U.S.S. Cimarron (AO-22) Cimarron-Class, Oiler-Underway Replenishment

The Cimarron-named US Naval vessel entered into service in the rapidly changing pre-World War II period. The word “Cimarron” means wild, or untamed, when applied to a ship. As unknown military and economic conditions prevailed in 1930’s America, some safety practices in building those ships (including knowledge about asbestos and health risks) were sometimes put aside. The entire Cimarron-class also had special characteristics, owing to its design by Sun Shipyards…a subsidiary of the once enormous Sun Oil Company.

Many years passed before it became apparent, however, that the extensive uses of asbestos in ships such as the USS Cimarron had been yet another unknown danger in preparing to face a world at war.

Construction

Only two ships have ever been registered with the name Cimarron. The USS Cimarron had her keel laid in Chester, Pennsylvania, on April 18, 1938, at the storied Sun Shipbuilding & Drydock Corporation. Though heavily borrowing from earlier transport ship designs, the Cimarron was also expected to be an innovative “hybrid.” And despite her originally carrying 1930’s armament, the vessel was also speedier than earlier transports, with a top speed of 18 knots. Sometimes compared with light cruisers, the flagship Cimarron was both narrower and almost 200 feet shorter than the Navy’s more common light cruisers. Eventually, four of the Cimarron-class were converted to escort carriers.

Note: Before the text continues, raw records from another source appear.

PR #1077, opened 2023-12-13
gtk: close tabs with middle-click

meatcar:
Follow the behaviour of other tabbed interfaces like browsers, editors, and file-managers.

GTK code is based on `/src/apprt/gtk/ImguiWidget.zig`


ghuls:
Can this behavior be disabled with a config option?
I accidentally closed a tab a lot of times when trying to paste stuff with middle click.

PR #1094, opened 2023-12-14
termio: implement DECRQSS

gpanders:
Only SGR, DECSCUSR, DECSTBM, and DECSLRM are handled, as these are the only ones that Ghostty supports (as far as I can tell) and are the only ones that seem actually useful.


mitchellh (commented):
Looks great. One minor thing!

PR #1140, opened 2023-12-21
(DRAFT) Powerline: TinyVG additions, some double-width changes

vancluever:
This commit makes the following changes:

* Introduces TinyVG rendering for specific Powerline codepoints. There are a number of glyphs in the Powerline family that are too complex to be reasonably rendered with simple drawing commands alone, and are better represented as vectors. For these, we are leaning on TinyVG (https://tinyvg.tech/) to do the rasterization with the glyphs embedded as TinyVG within the resource directory. This initial commit includes the solid flame codepoints (E0C0 and E0C2).

* Updates the handling for Powerline glyphs that are supposed to be rendered as double-width. For these, we double the canvas width for the sprite rendering via a codepoint handler during the initial width calculation. We also remove the exemptions for all double-width Powerline codepoints from the fgMode handler in cell.zig (additionally renaming the handler to isPowerlineSingle to better communicate its purpose).

## Before

image

## After

image


mitchellh (commented):
Looks great, a couple comments!

PR #1176, opened 2023-12-28
Use adw_application_new() instead of adw_init()

tristan957:
This will enable further libadwaita improvements in the future, but will have no effect today.


mitchellh (commented):
Thanks, this seems fine to me, couple little nitpicks. I'd clean them up myself but since you have more stuff coming in may be helpful to see the feedback. Plus one question!

PR #1193, opened 2023-12-31
apprt/gtk: ensure modifier state matches current keypress under X11

vancluever:
This fixes an issue in that when running under X11, when a modifier key is pressed, the modifier state will "lag" behind what should be current. This is due to how X11 sends modifiers in events, i.e. it sends the state from right before the key press, and does not include the effects of the key press itself.

This is corrected by checking the X event queue directly for a pending XkbStateNotify event (we mask this on modifiers), and setting the modifiers off of that if we find one. If not, we fall back to the GDK call.


mitchellh (changes requested):

mitchellh (commented):
Thanks! I made some stylistic changes, and one major functional change: I moved the X11 function lookups into a struct so we can use comptime to make it easier on us. Can you verify everything is still working?

I also left some inline questions...

PR #1194, opened 2023-12-31
 Add exit code and runtime to abnormal exit error message, make threshold configurable.

jcollie:
Added runtime and exit code to the error message.

image


mitchellh (commented):
Looks great. Going to make the one type change.

PR #1204, opened 2024-01-03
Ability to set preferred fallback fonts

mitchellh:
Fixes #1196 
Fixes #886 

The `font-family` set of configurations are now repeatable. Repeating the value specifies a font fallback in case a font is not found.

This is a breaking change, since `font-family` would previously _overwrite_ the previous value so it was a way to _change_ the font. This is no longer possible. To facilitate this use case, I've added a special sentinel value that can be used with any `RepeatableString` type: if the value is empty (`""`) then the list will be reset.

### DIFF
--- a/src/Surface.zig
+++ b/src/Surface.zig
@@ -342,7 +342,7 @@ pub fn init(
             // A buffer we use to store the font names for logging.
             var name_buf: [256]u8 = undefined;
 
-            if (config.@"font-family") |family| {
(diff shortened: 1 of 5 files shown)


ilyagr:
Is there a way to specify Ghostty's default font-face as the first face, and then fallbacks from it (e.g. I wanted to try "Symbols Nerd Font Mono" and see how it affects https://github.com/ghostty-org/ghostty/issues/886#issuecomment-2570334389)?

PR #4171, opened 2024-12-31
termio/exec: fix 100% CPU usage after wait-after-command process exits

kdrag0n:
read(2) returning 0 means that the other end of the pipe/pty has been
closed (EOF), so there cannot be any more output to read on the pipe, and
the io reader thread can just exit.

If exec.wait_after_command=false, the read thread's quit pipe is
immediately written to after the child process dies, so all is well.
However, if wait_after_command=true (which is the case when using Ghostty
to run a .command/.sh file on macOS), the read thread keeps spinning,
causing persistent 100% CPU usage per exited process.

Fix it by exiting the reader thread on EOF.

### DIFF
--- a/src/termio/Exec.zig
+++ b/src/termio/Exec.zig
@@ -179,8 +179,11 @@ pub fn threadExit(self: *Exec, td: *termio.Termio.ThreadData) void {
     // Quit our read thread after exiting the subprocess so that
     // we don't get stuck waiting for data to stop flowing if it is
     // a particularly noisy process.
-    _ = posix.write(exec.read_thread_pipe, "x") catch |err|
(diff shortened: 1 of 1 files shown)


mitchellh:
I haven't looked into it more closely, but I'm still seeing 100% CPU usage even with your changes in. 

Reproduction:

1. `zig build run -Dapp-runtime=glfw -- --wait-after-command=true`
2. Type `exit` in the launched window
3. See CPU usage

mitchellh:
Oh, my rebase... removed your change. Looking at it now.

mitchellh:
Alright this looks clean to me. Thank you

PR #4185, opened 2024-12-31
config: Add the option `toast_on_clipboard_copy`

YotamGurfinkel:
Add a config option to enable/disable the toast shown on clipboard copy

Also suggested in https://github.com/ghostty-org/ghostty/discussions/4165

### DIFF
--- a/src/apprt/gtk/Window.zig
+++ b/src/apprt/gtk/Window.zig
@@ -894,7 +894,9 @@ fn gtkActionCopy(
         return;
     };
 
-    self.sendToast("Copied to clipboard");
+    if (self.app.config.@"toast-on-clipboard-copy") {
+        self.sendToast("Copied to clipboard");
+    }
 }
 
 fn gtkActionPaste(
--- a/src/apprt/gtk/Window.zig
+++ b/src/apprt/gtk/Window.zig
@@ -894,7 +894,7 @@ fn gtkActionCopy(
         return;
     };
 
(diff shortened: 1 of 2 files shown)


mitchellh (approved):
I changed the config to `adw-toast` and to a packed struct. This will let us introduce other on/off in the future as we add more toasts. Packed struct configs also let you set it to "false" to disable all or "true" to enable all.

tristan957:
Maybe we should rename it to `in-app-notifications` and just document that it currently only works with GTK + Adwaita?

mitchellh:
> Maybe we should rename it to `in-app-notifications` and just document that it currently only works with GTK + Adwaita?

Yeah I considered this. But I'm not even sure how we're going to surface this information yet in macOS. It may be in such a way that doesn't make sense to ever disable. I'm not sure. But... there's really no downside to doing so so I'll rename it now.

jcollie:
> > Maybe we should rename it to `in-app-notifications` and just document that it currently only works with GTK + Adwaita?
> 
> Yeah I considered this. But I'm not even sure how we're going to surface this information yet in macOS. It may be in such a way that doesn't make sense to ever disable. I'm not sure. But... there's really no downside to doing so so I'll rename it now.

I think that `in-app-notifications` could be confused with OSC 9 (or 99 or...) notifications.

mitchellh:
I made #4460.

PR #4200, opened 2024-12-31
Implement loading custom css in the GTK app

### LINKED ISSUE #4089: GTK: ability to load custom CSS
### Discussed in https://github.com/ghostty-org/ghostty/discussions/4088

<sup>Originally posted by **jcollie** December 30, 2024</sup>
Add a config entry `gtk-custom-css` that, when set, will load custom CSS from a file. The setting can be repeated to load multiple files and files can be marked as optional by prefixing it with a `?`. The custom CSS will be added as priority USER so it should take precedence over any CSS set by Ghostty or the system

</div>

b6k-dev:
Closes https://github.com/ghostty-org/ghostty/issues/4089
Gave it a shot and implemented the custom css loading.
My general idea is to use a provider for each stylesheet the user wants to load and then when the config changes unload them and create new providers.
A separate provider has to be used for each stylesheet the user wants to load, since when the provider loads the css it clears all the previously loaded styles, so in effect we cannot use one provider to load multiple stylesheets, but maybe there is a better way to overcome this limitation which I'm not seeing.

### DIFF
--- a/src/apprt/gtk/App.zig
+++ b/src/apprt/gtk/App.zig
@@ -82,7 +82,7 @@ transient_cgroup_base: ?[]const u8 = null,
 css_provider: *c.GtkCssProvider,
 
 /// Providers for loading custom stylesheets defined by user
-custom_css_providers: std.ArrayList(*c.GtkCssProvider),
+custom_css_providers: std.ArrayListUnmanaged(*c.GtkCssProvider),
 
 /// The timer used to quit the application after the last window is closed.
 quit_timer: union(enum) {
@@ -428,7 +428,7 @@ pub fn init(core_app: *CoreApp, opts: Options) !App {
         // our "activate" call above will open a window.
         .running = c.g_application_get_is_remote(gapp) == 0,
         .css_provider = css_provider,
-        .custom_css_providers = std.ArrayList(*c.GtkCssProvider).init(core_app.alloc),
+        .custom_css_providers = .{},
     };
 }
 
@@ -448,7 +448,7 @@ pub fn terminate(self: *App) void {
     for (self.custom_css_providers.items) |provider| {
         c.g_object_unref(provider);
     }
-    self.custom_css_providers.deinit();
+    self.custom_css_providers.deinit(self.core_app.alloc);
 
     self.config.deinit();
 }
@@ -909,11 +909,8 @@ fn syncConfigChanges(self: *App) !void {
             .{},
         ),
     };
-    self.loadCustomCss() catch |err| switch (err) {
-        error.OutOfMemory => log.warn(
-            "out of memory loading custom CSS, no custom CSS applied",
-            .{},
-        ),
+    self.loadCustomCss() catch |err| {
+        log.warn("Failed to load custom CSS, no custom CSS applied, err={}", .{err});
     };
 }
 
@@ -1048,14 +1045,10 @@ fn loadRuntimeCss(
     }
 
     // Clears any previously loaded CSS from this provider
-    c.gtk_css_provider_load_from_data(
-        self.css_provider,
-        buf.items.ptr,
-        @intCast(buf.items.len),
-    );
+    loadCssProviderFromData(self.css_provider, buf.items);
 }
 
-fn loadCustomCss(self: *App) Allocator.Error!void {
+fn loadCustomCss(self: *App) !void {
     const display = c.gdk_display_get_default();
 
     // unload the previously loaded style providers
@@ -1073,23 +1066,50 @@ fn loadCustomCss(self: *App) Allocator.Error!void {
             .optional => |path| .{ path, true },
             .required => |path| .{ path, false },
         };
-        std.fs.accessAbsolute(path, .{}) catch |err| {
+        const file = std.fs.openFileAbsolute(path, .{}) catch |err| {
             if (err != error.FileNotFound or !optional) {
                 log.err("error opening gtk-custom-css file {s}: {}", .{ path, err });
             }
             continue;
         };
+        defer file.close();
+
+        log.info("loading gtk-custom-css path={s}", .{path});
+        var buf_reader = std.io.bufferedReader(file.reader());
+        const contents = try buf_reader.reader().readAllAlloc(
+            self.core_app.alloc,
+            5 * 1024 * 1024 // 5MB
+        );
+        defer self.core_app.alloc.free(contents);
 
         const provider = c.gtk_css_provider_new();
-
         c.gtk_style_context_add_provider_for_display(
             display,
             @ptrCast(provider),
             c.GTK_STYLE_PROVIDER_PRIORITY_USER,
         );
-        c.gtk_css_provider_load_from_path(provider, path);
 
-        try self.custom_css_providers.append(provider);
+        loadCssProviderFromData(provider, contents);
+
+        try self.custom_css_providers.append(self.core_app.alloc, provider);
+    }
+}
+
+fn loadCssProviderFromData(provider: *c.GtkCssProvider, data: []const u8) void {
+    if (version.atLeast(4, 12, 0)) {
+        const g_bytes = c.g_bytes_new(data.ptr, data.len);
+        defer c.g_bytes_unref(g_bytes);
+
+        c.gtk_css_provider_load_from_bytes(
+            provider,
+            g_bytes
+        );
+    } else {
+        c.gtk_css_provider_load_from_data(
+            provider,
+            data.ptr,
+            @intCast(data.len),
+        );
     }
 }
 
--- a/src/apprt/gtk/App.zig
+++ b/src/apprt/gtk/App.zig
@@ -82,7 +82,7 @@ transient_cgroup_base: ?[]const u8 = null,
 css_provider: *c.GtkCssProvider,
 
 /// Providers for loading custom stylesheets defined by user
-custom_css_providers: std.ArrayListUnmanaged(*c.GtkCssProvider),
+custom_css_providers: std.ArrayListUnmanaged(*c.GtkCssProvider) = .{},
 
 /// The timer used to quit the application after the last window is closed.
 quit_timer: union(enum) {
@@ -428,7 +428,6 @@ pub fn init(core_app: *CoreApp, opts: Options) !App {
         // our "activate" call above will open a window.
         .running = c.g_application_get_is_remote(gapp) == 0,
         .css_provider = css_provider,
-        .custom_css_providers = .{},
     };
 }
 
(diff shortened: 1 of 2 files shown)


src/apprt/gtk/App.zig
```diff
@@ -1040,6 +1055,44 @@ fn loadRuntimeCss(
...
+        const path, const optional = switch (p) {
+            .optional => |path| .{ path, true },
+            .required => |path| .{ path, false },
+        };
+        std.fs.accessAbsolute(path, .{}) catch |err| {
+            if (err != error.FileNotFound or !optional) {
+                log.err("error opening gtk-custom-css file {s}: {}", .{ path, err });
+            }
+            continue;
+        };
```
maciekbartczak, line 1081: I'm not sure if this is the place where this kind of validation should happen. I'm not that familiar with the codebase yet, but maybe this should be validated when the config is loaded, so that the message could be appended to `_diagnostics`?

jcollie: There's a bit of a race condition between the access test and the usage here. I was playing around with this and well and I think that the better option is to open and read the file using Zig functions and then use `gtk_css_provider_load_from_data` or `gtk_css_provider_load_from_bytes`.

We probably should have a helper function that takes a `[]const u8` and then uses `gtk_css_provider_load_from_data` or `gtk_css_provider_load_from_bytes` depending on GTK version (one is deprecated in 4.12 and one is not available until 4.12). That can then be used in all the places that we load CSS.

src/apprt/gtk/App.zig
```diff
@@ -81,6 +81,9 @@ transient_cgroup_base: ?[]const u8 = null,
 /// CSS Provider for any styles based on ghostty configuration values
 css_provider: *c.GtkCssProvider,
 
+/// Providers for loading custom stylesheets defined by user
+custom_css_providers: std.ArrayList(*c.GtkCssProvider),
+
```
jcollie, line 86: I'd recommend using a `std.ArrayListUnmanaged` instead.

src/apprt/gtk/App.zig
```diff
@@ -425,6 +428,7 @@ pub fn init(core_app: *CoreApp, opts: Options) !App {
         // our "activate" call above will open a window.
         .running = c.g_application_get_is_remote(gapp) == 0,
         .css_provider = css_provider,
+        .custom_css_providers = std.ArrayList(*c.GtkCssProvider).init(core_app.alloc),
     };
```
jcollie, line 432: If a `std.ArrayListUnmanaged` used then it can have a default value of `.{}` and then doesn't need to be initialized here.

src/apprt/gtk/App.zig
jcollie: > maybe this should be validated when the config is loaded, so that the message could be appended to `_diagnostics`?

Perhaps when the config is loaded just do an access check and add a diagnostic if the file isn't optional, but I think that's not necessary for this PR.

maciekbartczak: Then I'll leave the scope of this PR as is and won't mess with the validation during config load.

src/apprt/gtk/App.zig
```diff
@@ -1073,23 +1066,50 @@ fn loadCustomCss(self: *App) Allocator.Error!void {
...
         };
+        defer file.close();
 
-        const provider = c.gtk_css_provider_new();
+        log.info("loading gtk-custom-css path={s}", .{path});
+        var buf_reader = std.io.bufferedReader(file.reader());
+        const contents = try buf_reader.reader().readAllAlloc(
+            self.core_app.alloc,
+            5 * 1024 * 1024 // 5MB
+        );
```
jcollie, line 1082: Should note in the config entry comments about the file size limit. I mean 5MiB is _probably_ enough, but it would be good to document that limitation.

src/apprt/gtk/App.zig
```diff
@@ -82,7 +82,7 @@ transient_cgroup_base: ?[]const u8 = null,
 css_provider: *c.GtkCssProvider,
 
 /// Providers for loading custom stylesheets defined by user
-custom_css_providers: std.ArrayList(*c.GtkCssProvider),
+custom_css_providers: std.ArrayListUnmanaged(*c.GtkCssProvider),
```
jcollie, line 86: You can give this a default value as well if you want.

src/apprt/gtk/App.zig
```diff
@@ -428,7 +428,7 @@ pub fn init(core_app: *CoreApp, opts: Options) !App {
         // our "activate" call above will open a window.
         .running = c.g_application_get_is_remote(gapp) == 0,
         .css_provider = css_provider,
-        .custom_css_providers = std.ArrayList(*c.GtkCssProvider).init(core_app.alloc),
+        .custom_css_providers = .{},
     };
```
jcollie, line 432: Not necessary if you add a default value above, but it's more of a nitpick on my part.

src/apprt/gtk/App.zig
```diff
@@ -1073,23 +1066,50 @@ fn loadCustomCss(self: *App) Allocator.Error!void {
...
                 log.err("error opening gtk-custom-css file {s}: {}", .{ path, err });
             }
             continue;
         };
+        defer file.close();
 
-        const provider = c.gtk_css_provider_new();
+        log.info("loading gtk-custom-css path={s}", .{path});
+        var buf_reader = std.io.bufferedReader(file.reader());
+        const contents = try buf_reader.reader().readAllAlloc(
```
jcollie, line 1079: I think that the buffered reader is unnecessary.

src/apprt/gtk/App.zig
```diff
@@ -909,11 +909,8 @@ fn syncConfigChanges(self: *App) !void {
             .{},
         ),
     };
-    self.loadCustomCss() catch |err| switch (err) {
-        error.OutOfMemory => log.warn(
-            "out of memory loading custom CSS, no custom CSS applied",
-            .{},
-        ),
+    self.loadCustomCss() catch |err| {
+        log.warn("Failed to load custom CSS, no custom CSS applied, err={}", .{err});
```
jcollie, line 913: We are trying to be more explicit about catching exceptions, so unless something added dozens of errors we should keep the switch. It helps catch regressions if something accidentally starts returning more errors.

jcollie (changes requested):

src/apprt/gtk/App.zig
maciekbartczak: Added the info in the config.

src/apprt/gtk/App.zig
maciekbartczak: I implemented your suggestion, however i have some doubts - maybe there is a simpler way to handle the Reader errors. At first I thought handling all errors from an error set would be possible with one case, something like:
```
    self.loadCustomCss() catch |err| switch (err) {
        std.fs.File.Reader.Error => log.warn(
            "failed to load custom CSS, no custom CSS applied - encountered error while reading file: {}",
            .{err},
        ),
    };
```
I tried a few different ways to handle all the errors in one case, however the compiler complained and forced me to handle each error from the set separately, so i just did a one big case:
```
        std.fs.File.Reader.Error.InputOutput,
        std.fs.File.Reader.Error.SystemResources,
        std.fs.File.Reader.Error.IsDir,
        std.fs.File.Reader.Error.OperationAborted,
        std.fs.File.Reader.Error.BrokenPipe,
        std.fs.File.Reader.Error.ConnectionResetByPeer,
        std.fs.File.Reader.Error.ConnectionTimedOut,
        std.fs.File.Reader.Error.NotOpenForReading,
        std.fs.File.Reader.Error.SocketNotConnected,
        std.fs.File.Reader.Error.WouldBlock,
        std.fs.File.Reader.Error.AccessDenied => log.warn(
            "failed to load custom CSS, no custom CSS applied - encountered error while reading file: {}",
            .{err},
        ),
```
If this is not a standard way to handle error sets in switch statements please point me to the correct solution :smile:

src/apprt/gtk/App.zig
maciekbartczak: switched to a non-buffered reader

src/apprt/gtk/App.zig
maciekbartczak: Sure, initializing it here with a default value is fine.

src/apprt/gtk/App.zig
```diff
@@ -909,8 +908,33 @@ fn syncConfigChanges(self: *App) !void {
...
+        std.fs.File.Reader.Error.IsDir,
+        std.fs.File.Reader.Error.OperationAborted,
+        std.fs.File.Reader.Error.BrokenPipe,
+        std.fs.File.Reader.Error.ConnectionResetByPeer,
+        std.fs.File.Reader.Error.ConnectionTimedOut,
+        std.fs.File.Reader.Error.NotOpenForReading,
+        std.fs.File.Reader.Error.SocketNotConnected,
+        std.fs.File.Reader.Error.WouldBlock,
+        std.fs.File.Reader.Error.AccessDenied => log.warn(
+            "failed to load custom CSS, no custom CSS applied - encountered error while reading file: {}",
```
jcollie, line 935: OK, that's maybe a case that you don't need the switch, sorry!

src/apprt/gtk/App.zig
jcollie: Yeah, I didn't think that it would get that out of hand. Feel free to revert this part.

maciekbartczak: Reverted.

jcollie (approved):

src/config/Config.zig
```diff
@@ -1925,6 +1925,14 @@ keybind: Keybinds = .{},
 /// Adwaita support.
 @"gtk-adwaita": bool = true,
 
+/// Custom CSS files to be loaded.
+///
+/// This configuration can be repeated multiple times to load multiple files.
+/// Prepend a ? character to the file path to suppress errors if the file does
+/// not exist. If you want to include a file that begins with a literal ?
+/// character, surround the file path in double quotes (").
+@"gtk-custom-css": RepeatablePath = .{},
```
jcollie, line 1935: I was doing some testing and I had a crash if I didn't explicitly specify an absolute path to the custom CSS file, so for some reason the paths are not being expanded properly.

jcollie (changes requested):

src/config/Config.zig
rhodes-b: https://github.com/ghostty-org/ghostty/pull/3811 should fix expansion not sure about the crash

jcollie: > #3811 should fix expansion not sure about the crash

The crash is specifically because we have an assert in place to check for non-absolute paths. And #3811 won't fix it because I wasn't using a `~`, just a plain filename `--gtk-custom-css=custom.css`. `RepeatablePath` _should_ resolve that relative to Ghostty's config dir I thought but it obviously didn't.

mitchellh (approved):

src/config/Config.zig
jcollie: Actually, I think that I figured out my problem, if you specify `--background-image=custom.css` on the CLI, Ghostty tries to resolve that based on the `$PWD`. If it can't be resolved, I think that the code leaves it as is without any warnings and then we eventually get a panic. So that's not a blocker for this (even though Mitchell has already merged this).

PR #4217, opened 2024-12-31
Add tab title renaming feature to macos

### LINKED ISSUE #2509: Feature Request: ability to set title and colour of a tab

aswinmprabhu:
Tries to resolve #2509 partially by enabling tab title renaming feature for MacOS.

* Used the existing set_title action
* Added the set_title action to Bindings so that a keybind can be set for this feature (defaulted this to cmd+i -- same as iTerm2)
* 3 ways to trigger this feature: "Set Title" option in the right-click menu for the window, "Set Title" option in the "View" menu in the title bar, and the keybind (cmd+i default)
* Prevented esc sequences from the different programs from resetting the tab title once it is set manually using a new state var called `titleSetManually` in the SurfaceView
* The input box is a basic native macos dialog with "OK" and "Cancel". Leaving the title text box empty resets the title to automatic / from the `title` property in the config

**Demo**:

https://github.com/user-attachments/assets/5cacc389-4486-46c4-8cd5-dda347e9c663

Need some feedback. Thanks!


qwerasd205:
Haven't reviewed the code, but the demo looks good. I'd prefer if the UI were in a popover that drops down from the tab title, but that can come later, this is *fine* as it is.

macos/Sources/Ghostty/SurfaceView_AppKit.swift
```diff
@@ -352,7 +357,51 @@ extension Ghostty {
                 withTimeInterval: 0.075,
                 repeats: false
             ) { [weak self] _ in
-                self?.title = title
+                // Create a dialog and ask the uesr if
```
jbayer, line 360: Looks like a minor typo here

francescarpi:
I love this feature! It would also be nice to be able to change the title by double-clicking the tab title. This could be addressed in a separate PR, depending on the difficulty.
Thanks!

mitchellh:
Sorry for the delay! Great work with this. I made some modifications that I felt were important:

* SurfaceView keeps track of the last title libghostty sent, so when we reset the title we can immediately set it to the correct value. Previously, it waited for the next. 
* The above also removes the `reload_config` which we shouldn't ever call unless the config actually wants to be reloaded.
* I changed the binding action to `change_title_prompt`
* I also made an apprt action this can trigger

mitchellh (approved):

mitchellh (approved):

mitchellh (approved):

mitchellh (dismissed):

mitchellh:
> I'm going to bikeshed this a bit but what's the rationale for some things being called set_title_prompt and some things being called change_title_prompt

Yeah I will unify this.

> Also why is "prompt" part of the verb anyway?

Because the user is being prompted

jcollie:
> Because the user is being prompted

Then it should be `prompt...` and not `set_...`

mitchellh:
> Then it should be prompt... and not set_...

I'm good with this

macos/Sources/App/macOS/MainMenu.xib
```diff
@@ -232,6 +233,13 @@
                                 </connections>
                             </menuItem>
                             <menuItem isSeparatorItem="YES" id="L3L-I8-sqk"/>
+                            <menuItem title="Change Title..." id="24I-xg-qIq">
```
mdznr, line 236:
```suggestion
                            <menuItem title="Change Title…" id="24I-xg-qIq">
```

macos/Sources/Ghostty/SurfaceView_AppKit.swift
```diff
@@ -1117,6 +1166,8 @@ extension Ghostty {
             menu.addItem(.separator())
             menu.addItem(withTitle: "Reset Terminal", action: #selector(resetTerminal(_:)), keyEquivalent: "")
             menu.addItem(withTitle: "Toggle Terminal Inspector", action: #selector(toggleTerminalInspector(_:)), keyEquivalent: "")
+            menu.addItem(.separator())
+            menu.addItem(withTitle: "Change Title...", action: #selector(changeTitle(_:)), keyEquivalent: "")
```
mdznr, line 1170:
```suggestion
            menu.addItem(withTitle: "Change Title…", action: #selector(changeTitle(_:)), keyEquivalent: "")
```

mdznr (commented):
The ellipsis character should be used in menu items like these

https://support.apple.com/guide/applestyleguide/e-apsg076a7313/1.0/web/1.0#apd4768067dad604

mvolkmann:
This issue is marked as merged, but I have version 1.1.2 and when I right-click in a split in macOS I don't see the "Set Title" menu option. Is this change currently available for macOS?

mitchellh:
No it’s on tip. See the milestone this got attached to

felipevolpone:
I'm on `tip`, but I'm not able to setup a keybind for this. I've tried:
```
keybind = cmd+i=change_title_prompt
```

but when I reload the config, I get the `keybind: unknown error error.InvalidAction` error.
Am I missing something?

00-kat:
It's not `change_title_prompt` anymore, you want `prompt_surface_title`.

macos/Sources/App/macOS/AppDelegate.swift
```diff
@@ -384,6 +385,7 @@ class AppDelegate: NSObject,
         syncMenuShortcut(config, action: "increase_font_size:1", menuItem: self.menuIncreaseFontSize)
         syncMenuShortcut(config, action: "decrease_font_size:1", menuItem: self.menuDecreaseFontSize)
         syncMenuShortcut(config, action: "reset_font_size", menuItem: self.menuResetFontSize)
+        syncMenuShortcut(config, action: "change_title_prompt", menuItem: self.menuChangeTitle)
```
00-kat, line 388: This line is very suspicious though (it's still like this on the current main); every other instance is `prompt_surface_title`. (Corrected in #7149.)

felipevolpone:
Thanks, that made it 🙌 

One small feedback [1]: At least in mac os, when the popup appears the focus of the cursor is not on the text field, but on the "Cancel" button, which is kinda weird.

Not sure if it's possible to see with this screenshot:
Screenshot 2025-04-16 at 08 43 43

[1] If this is not the place for it, I'm happy to open an issue for it.

00-kat:
Yeah, open a new Discussion.

felipevolpone:
For reference: https://github.com/ghostty-org/ghostty/discussions/7105

SachaG:
I'm running version 1.1.3 and not seeing a way to trigger the dialog. Has this been rolled back since? Is this feature documented anywhere?

jcollie:
> I'm running version 1.1.3 and not seeing a way to trigger the dialog. Has this been rolled back since? Is this feature documented anywhere?

It is not part of 1.1.3 or any other released version. It will be part of 1.2 when it is released. Please read the comments more carefully before commenting on such an old closed PR.

SachaG:
@jcollie sorry but it's not obvious which release this feature is attached to at first glance, so I think given that the PR was approved a couple months ago it's reasonable to assume the feature might already be part of the latest public release. Looking forward to 1.2 though :)

jcollie:
> @jcollie sorry but it's not obvious which release this feature is attached to at first glance, so I think given that the PR was approved a couple months ago it's reasonable to assume the feature might already be part of the latest public release. Looking forward to 1.2 though :)

Check the "milestone" that this PR is attached to. It's up near the top on the right. It's even mentioned in a comment above.

mitchellh:
CleanShot 2025-06-24 at 22 04 20@2x

You can always tell where an issue or PR made it via this. This is managed by CI.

Many of the earlier oil tankers were also popular transports with private companies (e.g., Standard Oil). The intended class of “Cimarron,” however, had been designed specially to accomplish several important military goals. Anticipating a long Pacific campaign, replenishment vessels raised concerns with the Navy, since the entire Cimarron class ended up being only 35 vessels. Nevertheless, as an expected war with the Japanese developed, the Cimarron was brought into military use in 1939. In her WWII Pacific service, the ship and crew earned an astounding ten battle stars. But the Cimarron also continued service through most of the 1960s, from Korea (seven battle stars) to Viet Nam (four campaign stars).

Repairs and Upgrades

Carrying less armor contributed to her increased speed, but also added to the issues associated with dangerous repairs and fire hazards. The Cimarron’s need for gun power had also possibly added extra asbestos as a fire retardant and insulation. Though asbestos risks were known to many shipbuilders at the time, there was more urgency in keeping vessels in service than dealing with the potential risks of asbestos. Yet, the Cimarron and her crew were remarkable in another way: in 1963, she became the longest continuously serving vessel in the Navy. This was a remarkable testimony to her workmanship and crew.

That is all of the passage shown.